The recruitment status of this study is unknown because the information has not been verified recently.
Verified July 2012 by Maastricht Radiation Oncology.
Recruitment status was  Recruiting
Sponsor:
Collaborators:
H. Lee Moffitt Cancer Center and Research Institute
Gemelli Hospital Roma
Information provided by (Responsible Party):
Iverna, Maastricht Radiation Oncology
ClinicalTrials.gov Identifier:
NCT01302626
First received: February 22, 2011
Last updated: July 17, 2012
Last verified: July 2012
  Purpose

Aim of the study: The main aim is to collect data of patients with lung cancer, and to perform different analyses on this data. The data contains information on patient and tumor characteristics, imaging, and treatment characteristics. With this data it is possible to improve and validate the predictive model for survival and long term toxicity in lung cancer by multicentric prospective data collection. The long term aim, beyond this specific study, is to build a Decision Support System based on the predictive models validated in this study.

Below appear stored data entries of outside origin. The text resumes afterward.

PR #3650, opened 2023-07-03
ktl-1115 feat: add next.js front page

krutilov:


nikpachoo (changes requested):
Let's change the target branch. It shouldn’t be the master branch.

PR #3654, opened 2023-07-05
Add SealedX to list of KSP supported libraries

skydoves:
Add [SealedX](https://github.com/skydoves/sealedx) to list of KSP-supported libraries.


koshachy:
Thanks for your contribution!

PR #3680, opened 2023-07-14
Fix basePackage value for "Build a full-stack web app with Kotlin Multiplatform" tutorial

kuroski:
I am currently going through the tutorial for ["Build a full-stack web app with Kotlin Multiplatform"](https://kotlinlang.org/docs/multiplatform-full-stack-app.html) but found an issue when I reached the ["Serve HTML and JavaScript files from Ktor"](https://kotlinlang.org/docs/multiplatform-full-stack-app.html#serve-html-and-javascript-files-from-ktor) part.

In my case, I was facing a 404 error when running the app for `shoppinglist.js` file.

image

After some trials and errors, I finally found that the issue was that the `basePackage` property from `Ktor` should actually be empty

```gradle
staticResources("/", "")
```

image

### DIFF
--- a/docs/topics/multiplatform/multiplatform-full-stack-app.md
+++ b/docs/topics/multiplatform/multiplatform-full-stack-app.md
@@ -480,7 +480,7 @@ root directory.
             ContentType.Text.Html
         )
     }
-    staticResources("/", "static")
+    staticResources("/", "")
     route(ShoppingListItem.path) {
         // ...
     }


danil-pavlov:
Daniel, thank you for the report, and I'm sorry it took so long. We discuused this issue with developers and decided to take a different approach to solve this issue. Please see #3764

Hypothesis: The general hypothesis is that we get a better prediction in terms of AUC (area under the curve) of survival and long term toxicity when we combine multifactorial variables. These variables consist of information from clinical data, imaging data, data related to treatment type and treatment quality.


Condition
Lung Cancer

Study Type: Observational
Study Design: Observational Model: Cohort
Time Perspective: Prospective
Official Title: Radiomics: a Prospective Study of Outcome in Lung Cancer

Resource links provided by NLM:


Further study details as provided by Maastricht Radiation Oncology:

Biospecimen Retention:   Samples With DNA
  • Lung tumor tissue
  • Lung normal tissue

Estimated Enrollment: 216
Study Start Date: March 2010
Estimated Study Completion Date: March 2014
Groups/Cohorts
1: Surgery alone or combined with (chemo)radiotherapy
  • Fresh frozen tumor tissue and normal tissue;
  • Recording of clinical characteristics, imaging, surgery features.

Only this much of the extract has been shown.